In Memoriam: Professor Sadrul Khan


Sadrul Khan, an instructor in the Humanities and Social Sciences Department, passed away yesterday. Professor Khan joined NYU-Poly in 1998 and was an enormously dedicated professor who cared deeply about his students. He received his PhD from Ludwig Maximillian University (Germany), where he trained with top scholars in political science and continued his postgraduate studies at the New School, where he studied with prominent historians including Charles Tilly and Eric Hobsbawm. His academic interests included European political history, South Asian history and development studies and his teaching was influenced by the commitment of the Jesuit teachers who taught him as a young man. From them, he learned the importance of creating opportunities for his students to succeed.

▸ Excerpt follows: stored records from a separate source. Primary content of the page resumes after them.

PR #1199, opened 2026-07-30
FIX: remote signer login

turizspace:
The issue was addressed by making the NIP-46 remote-login flow resilient when the remote signer handshake stalls, so the app no longer gets stuck in the profile-loading state.

- auth.ts: This is the main fix. It adds a fallback path for the NIP-46 handshake, applies the relay URLs from the connection URL to the signer, and persists the authenticated user plus auto-login state. That prevents the flow from hanging indefinitely and helps the app recover instead of staying in a permanent loading state.
- NostrConnectQR.tsx: This improves the QR/Nostr Connect UI flow. It uses the correct relay list when building the connection URL, initializes the listener with the right relays, and cleans up stale connection state so the UI can move to a completed or failed state instead of staying “loading”.
- nip46.ts: This centralizes the relay parsing and URL-building logic for NIP-46. It makes sure the QR flow and the signer handshake agree on the same relay values, which is important for remote sign-in to work reliably.
- nip46-mock.ts: This adds a mock remote signer that simulates the real Primal-style NIP-46 handshake. It lets the app be tested end-to-end for the same connect/get_public_key/sign_event flow that was failing.
- auth-nip46.test.ts: This adds regression coverage for the fallback handshake and persistence behavior, so this bug is less likely to come back.


Franchovy:
Awesome of you to have provided a fix here @turizspace . I always run into issues trying to use it myself. Will get our agents reviewing this ASAP and will all have a look at it 💪

turizspace:
> Awesome of you to have provided a fix here @turizspace . I always run into issues trying to use it myself. Will get our agents reviewing this ASAP and will all have a look at it 💪

sure thing. let me know the results - i've tested with the primal relay since i get timeouts with other relays - but fix should work too with others.

Franchovy:
There's an issue with the remote signer login screen when clicked. 

Please add e2e coverage for the feature so that we know the feature is expected to work.

Screenshot 2026-08-04 at 11 29 41

NOTE: My bad, that's the extension login, probably a different fix.

Franchovy:
Ok, the login via remote signer seems to work well, and a lot more reliably than before.

I'd just like to note that the bunker URL login method runs into an issue:

Screenshot 2026-08-04 at 11 33 45

I will investigate whether this is related to changes in this PR or was pre-existing.

Franchovy:
Notes on the previous bug found:

Digging into PR #1199 against the thread — I traced the exact "failed to resolve the remote signer pubkey for login" path. Short answer: **the error message and the fallback path that produces it are new in this PR; the underlying unreliable handshake is pre-existing.** On master the same bunker failure manifested as an infinite hang (the bug the PR claims to fix), never as this error. So the *symptom* you're hitting is introduced by this PR.

## Root cause (new finding) — broken fallback for the fresh bunker-login path

`completeNip46LoginHandshake` (auth.ts:71) builds its fallback pubkey list as `[options.remotePubkey, signer.userPubkey]`, filtered for truthy. On an 8s handshake timeout it tries each candidate; if all are empty it returns `null` → `loginWithNip46` throws the error (auth.ts:352).

The problem is which pubkey NDK actually populates for a `bunker://` URL. NDK 3.0.3 `bunkerFlowInit` (ndk index.mjs:13826) does:
- `bunkerPubkey = hostname` (the remote signer) ✓ always set
- `userPubkey = searchParams.get("pubkey")` — only from a `?pubkey=` query param
- The repo's `buildBunkerUrl` (nip46.ts) emits `bunker://<pubkey>?relay=…&secret=…` — **no `?pubkey=` param**, so `signer.userPubkey` stays `null` until the bunker actually acks the `connect` request and returns a `get_public_key` result.

So in the timeout branch, `signer.userPubkey` is null, and the fallback relies entirely on `options.remotePubkey`. Now the caller matrix:

- `NostrConnectQR.tsx:176` → passes `remotePubkey: event.pubkey` ✓ (this is why nostr-connect works)
- `auth.ts:156` auto-login on reload → `remotePubkey: localStorage NOSTR_USER_PUBKEY` ✓
- `BunkerConnect.tsx:104` → **does NOT pass `remotePubkey`** ← the broken path

So a *fresh* bunker login (`BunkerConnect`) where the bunker doesn't ack within 8s → empty candidate list → null → "failed to resolve the remote signer pubkey for login". That matches exactly what you're seeing: nostr-connect fine, bunker URL fails.

The fix is one line in `completeNip46LoginHandshake` — include `signer.bunkerPubkey` in the candidate set (it's the pubkey parsed from the bunker URL hostname and is exactly the remote signer identity):
```
const candidatePubkeys = Array.from(new Set([fallbackPubkey, signer.userPubkey, (signer as any).bunkerPubkey].filter(Boolean)))
```
That covers all callers without each having to thread the pubkey through. Alternatively, parse the hostname pubkey in `BunkerConnect.tsx` and pass it as `remotePubkey`. I'd prefer the `bunkerPubkey` fix since it's centralized and protects the auto-login path too (which currently only recovers if `NOSTR_USER_PUBKEY` was previously persisted).

## Summary of previous findings (review at id 6e8563dd)

What's good and still holds:
- The core reliability fix is sound: racing `blockUntilReady()` with an 8s timeout cures the permanent-loading hang. Degrade-gracefully is the right idea.
- NIP-46 URL/relay parsing centralized in `src/lib/nostr/nip46.ts` (QR + signer agree on relays). ✓
- `disposed` flag in `NostrConnectQR` fixes stale-state updates on re-init. ✓
- Fallback pubkey = signed connect-event `pubkey` (cryptographically bound) — not spoofable for the nostr-connect path. ✓
- New unit coverage for URL helpers + fallback. ✓

Prior should-fix items (still outstanding):
1. **Extension auto-login regression** (auth.ts:305) — master set `NOSTR_AUTO_LOGIN='true'` for extension login; this PR replaced it with `persistAuthenticatedLoginState(user)`, which only writes `NOSTR_USER_PUBKEY`. LoginDialog checkbox defaults to false, so a fresh extension login no longer persists across reloads. Scope creep into the NIP-46 PR.
2. **Silent post-login bootstrap failure** (auth.ts:357) — `void ndkActions.setSigner(signer).catch(...)` runs wallet/relay bootstrap in the background after `isAuthenticated` is already true; if it rejects, only `console.error` — user is "logged in" with no NWC wallet / no relay list and no UI signal.
3. **Late handshake completion mutates signer after fallback** (auth.ts:88–109) — the 8s timeout rejects but the underlying NDK `blockUntilReady()` promise is never cancelled; a late bunker ack can overwrite `bunkerPubkey`/`userPubkey`/`_user` after the fallback primed them. Benign today (pubkeys match) but an unguarded race — consider unhooking the rpc listener on fallback.

Prior nits: duplicated relay extraction in `loginWithNip46` (NDK constructor already parses it) — #4; fragile `_user` private-field coupling (`(signer as unknown as {_user})._user = user`) tied to ndk 3.0.3 internals — #5; ADR-0002 drift (new `NDKRelaySet` ndk import in `NostrConnectQR.tsx:9`) — #6; NIP-46 protocol logic still embedded in the UI component — #7; test mock not wired to the signer so it only asserts `_user` priming, not real signer behavior — #8.

## New observation linking to prior #3

The bunker-pubkey fallback bug above and prior #3 are two faces of the same gap: the PR introduces a fallback that *assumes* the handshake is abandoned, but never actually tears down the in-flight NDK handshake. For the bunker path that means (a) no fallback pubkey is available, and (b) a late ack can still mutate the signer. Fixing both together (unhook the rpc listener + seed `bunkerPubkey` into the candidate list) closes the race and the empty-fallback in one move.

## Verdict

**REQUEST CHANGES** (unchanged from the prior review, now with a concrete blocker). The 8s-timeout design is a genuine improvement, but the fallback is broken for the one path you're actually testing — a fresh `bunker://` login via `BunkerConnect.tsx`. The fix is small and centralized (add `signer.bunkerPubkey` to the candidate set; ideally also pass it explicitly from `BunkerConnect.tsx` and unhook the in-flight handshake on fallback). The prior should-fix #1 (extension auto-login) and #2 (silent bootstrap failure) remain.

Franchovy (changes requested):
See comment

turizspace:
Addressed these @Franchovy  

- Fresh bunker fallback: bunkerPubkey is now included, so a fresh bunker URL can reach isAuthenticated after the bounded handshake. [auth.ts (line 88)]
- Extension auto-login: first successful login now enables it by default; an explicit user opt-out remains respected. [auth.ts (line 62)]
- Bootstrap failures now show a toast and are recorded in auth state; the user remains authenticated. [auth.ts (line 400)]
- On timeout, only the stale NIP-46 response-* listener is removed; the signer’s live subscription remains available for signing. [auth.ts (line 87)]
- Removed duplicate relay reconfiguration; the NDK constructor already parses the bunker URL relays.
- Removed direct app access to NDK’s private _user; the fallback signer now safely exposes the recovered user through a proxy. [auth.ts (line 100)]
- Added regression coverage for fallback signer behavior and timeout-listener cancellation. [auth-nip46.test.ts (line 53)]
- The new tests exercise the actual user actio; clicking the QR or bunker Connect control—and assert the dashboard appears plus the authenticated pubkey is persisted after a deliberately slow signer response.

maxime-tt (approved):
Re-reviewed after the author pushed `83b0aae` (fix reviewed items, 2026-08-07). The PR adds NIP-46 remote signer login support with URL parsing, mock infrastructure for e2e tests, and unit tests for auth/nip46. Mergeable (clean state). The added test files (`auth-nip46.test.ts`, `nip46-url.test.ts`) provide good coverage. ✅ Approving — changes requested have been addressed.

maximotodev (changes requested):
**Blocking — the timeout fallback collapses the NIP-46 remote-signer identity into the user identity.** NIP-46 explicitly distinguishes `remote-signer-pubkey` from `user-pubkey`: the `nostrconnect://` response author identifies the remote signer, while `get_public_key` resolves the actual user key. The pinned NDK 3.0.3 signer preserves that distinction as well.

At the current head, the QR flow correctly receives `event.pubkey` as the remote signer endpoint, but `completeNip46LoginHandshake()` then includes that value and `bunkerPubkey` as fallback *user* candidates after a timeout. It assigns the selected value to `signer.userPubkey` and exposes it as the authenticated user. That user is subsequently persisted, installed in `authStore`, and used for user-scoped cart reconciliation. This is only correct when the bunker/daemon key happens to equal the user's key.

Please keep the bunker/response-author pubkey as the NIP-46 communication endpoint and resolve the actual user identity through `get_public_key` with a bounded/fail-closed recovery path before setting `signer.userPubkey`, `authStore.user`, user persistence, or user-scoped reconciliation. A previously persisted user pubkey may be useful as an expected identity/continuity check, but the bunker key must not substitute for the unresolved user identity.

Please also add regression coverage where **remote-signer pubkey != user pubkey** for both QR and bunker/timeout paths. The current mock uses one keypair for both roles, so its green tests cannot detect this boundary regression.

turizspace:
Thanks for the detailed feedback. the requested changes have been implemented and tested.
- Bunker/response-author pubkey stays as NIP-46 communication endpoint only
- Timeout fallback removes bunkerPubkey as user candidate; only accepts known/verified userPubkey
- On timeout, calls get_public_key() with bounded recovery (max 2s)
- User identity clears any preconfigured key and accepts only remote-resolved pubkey
- Failed recovery fails closed (null) — never reaches authStore, persistence, or cart reconciliation
- Persisted/URI user keys are continuity checks only; mismatches rejected

Regression coverage updated Nip46Mock to support distinct remoteSignerSk and userSk, and added 5 unit tests where remote-signer pubkey ≠ user pubkey:-
- QR timeout: get_public_key resolves actual user
- Timeout fail-closed: get_public_key doesn't respond → authentication rejected
- Mismatched expected user → rejected
- Handshake mismatch vs. expected user → rejected
- Pre-timeout handshake error → rejected

turizspace:
implemented the requested changes. 
- restored NIP-46 JSON metadata with a valid logo icon. 
- removed the unused relay-extraction helper. 
- and updated logout to clear the persisted user pubkey with regression coverage.

turizspace:
- Removed the NIP-46 recovery Proxy. Timeout recovery now returns the native NDKNip46Signer, keeps its bunker/relay behavior intact, and caches the verified user on the signer so user(), userSync, and pubkey remain consistent.
- Unified auth persistence through the guarded storage resolver. Bootstrap, logout, login state, migration, and key persistence no longer mix raw localStorage access with getAuthStorage().
- Removed redundant Nostr Connect QR cleanup; effect teardown now performs cleanup once.
- Restored the prior signer.userPubkey if NIP-46 public-key recovery fails.
- Resolved NIP-46 relay URLs once in NostrConnectQR; URL builders now accept already-resolved relay lists.
- Made auto-login explicit opt-in: unset defaults to disabled and successful login no longer implicitly enables it.

Added/updated regression coverage for signer identity, failed recovery restoration, storage availability, resolved relay URLs, and auto-login opt-in behavior.

turizspace:
addressed review items in the current implementation.
- Listener cleanup now runs on all handshake paths, and the losing blockUntilReady() promise has a settlement cleanup handler to remove listeners registered late. A regression test covers this race.
- loginWithNip46 awaits setSigner() before authentication state or persistence.
- Option A was selected for _user: NDK is pinned to 3.0.3, and the private coupling is documented. This remains an intentional compatibility workaround until NDK exposes a public cache API.
- The dead cleanup return was removed.
- Sonner was removed from the auth store.

turizspace:
Great follow-up & review. cherry-picked the two supplied must-fix commits:
- 673b0b35: ensures NIP-46 response listeners are cleaned up on every handshake exit path.
- 57e820fd: awaits setSigner() before setting isAuthenticated, so setup failures fail closed.

i've hardened those fixes against the additional findings by
1. Removing the 2-second recovery cap; get_public_key now uses the configured handshake timeout.
2. Prevented late blockUntilReady() cleanup from removing active recovery listeners; added a regression test where readiness resolves during recovery.
3. Required both ack and secret-bearing NostrConnect responses to come from an approved signer pubkey.
4. Kept auto-login explicit opt-in, cleared stale NIP-46 credentials after non-NIP-46 login, and require a persisted user identity before NIP-46 auto-login runs.
5. Removed the unused bootstrapError state field.
6. Simplified array-form connect-secret parsing to params[0].

also deleted the redundant cherry picked test file

Franchovy:
@turizspace please pause work here - we have an applesauce migration PR that might collide with the work in this PR.

turizspace:
Ok @Franchovy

Professor Khan also did many extraordinary things outside of the academic arena. He lived and worked around the globe including Japan, Afghanistan, Turkey and Poland. He spoke eight languages. He had an extraordinary commitment to justice and progressive political causes and pursued an honest and open political system both here and in his native country. As a young man he organized a union of Dacca's rickshaw drivers. He also fought as a combat officer in the 1971 Bangladesh revolution against Pakistan and spent hundreds of hours there helping immigrants with problems that required advanced literacy to address. Professor Khan leaves behind a wife and a young son in New York, and brothers in Austria, Canada and Bangladesh.

Professor Khan will be sorely missed by his students, faculty colleagues, and the NYU-Poly community.